Steps to Build the System

  1. Initialize Webcam: Use OpenCV's VideoCapture function to initialize the webcam.
  2. Object Detection: Use contour detection or any other object detection algorithm to identify the object you want to track.
  3. Object Tracking: Use Mean-Shift, KLT, or any other tracking algorithm to track the object in real-time.
  4. Display Tracking: Draw a bounding box or contour around the object being tracked to visualize the tracking process.
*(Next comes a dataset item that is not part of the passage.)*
PR #1076, opened 2020-02-04
Spotbugs

bgrozev:
I fixed or supressed the obvious warnings, but there are 9 warning left that are valid and require some thought. That's why I've not added it to the `verify` phase in maven yet.

### DIFF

Here's a skeleton code to get you started:

import cv2
import numpy as np

cap = cv2.VideoCapture(0)

r, h, c, w = 200, 20, 300, 20  # simply hardcoded the values
track_window = (c, r, w, h)

while True:
ret, frame = cap.read()

gray = cv2.cvtColor(frame, cv2.COLOR_BGR2GRAY)
_, thresh = cv2.threshold(gray, 127, 255, cv2.THRESH_BINARY)
contours, _ = cv2.findContours(thresh, cv2.RETR_TREE, cv2.CHAIN_APPROX_SIMPLE)

if len(contours) != 0:
largest_contour = max(contours, key = cv2.contourArea)
x, y, w, h = cv2.boundingRect(largest_contour)
cv2.rectangle(frame, (x, y), (x+w, y+h), (0, 255, 0), 2)

track_window = (x, y, w, h)

roi = frame[y:y+h, x:x+w]
hsv_roi = cv2.cvtColor(roi, cv2.COLOR_BGR2HSV)
mask = cv2.inRange(hsv_roi, np.array((0., 60., 32.)), np.array((180., 255., 255.)))
roi_hist = cv2.calcHist([hsv_roi], [0], mask, [180], [0, 180])
cv2.normalize(roi_hist, roi_hist, 0, 255, cv2.NORM_MINMAX)

term_crit = (cv2.TERM_CRITERIA_EPS | cv2.TERM_CRITERIA_COUNT, 10, 1)
ret, track_window = cv2.meanShift(thresh, track_window, term_crit)

x, y, w, h = track_window
cv2.rectangle(frame, (x, y), (x+w, y+h), (255, 0, 0), 2)

cv2.imshow('Object Tracking', frame)

if cv2.waitKey(1) & 0xFF == ord('q'):
break

cap.release()
cv2.destroyAllWindows()

Conclusion

In this article, we've explored the fascinating world of object detection and tracking. We started with basic object detection techniques like contour detection and then moved on to more advanced tracking algorithms like Mean-Shift and KLT. Finally, we combined these concepts to build a real-time object tracking system. This knowledge will serve as a strong foundation for more complex computer vision projects you may undertake in the future. Happy coding!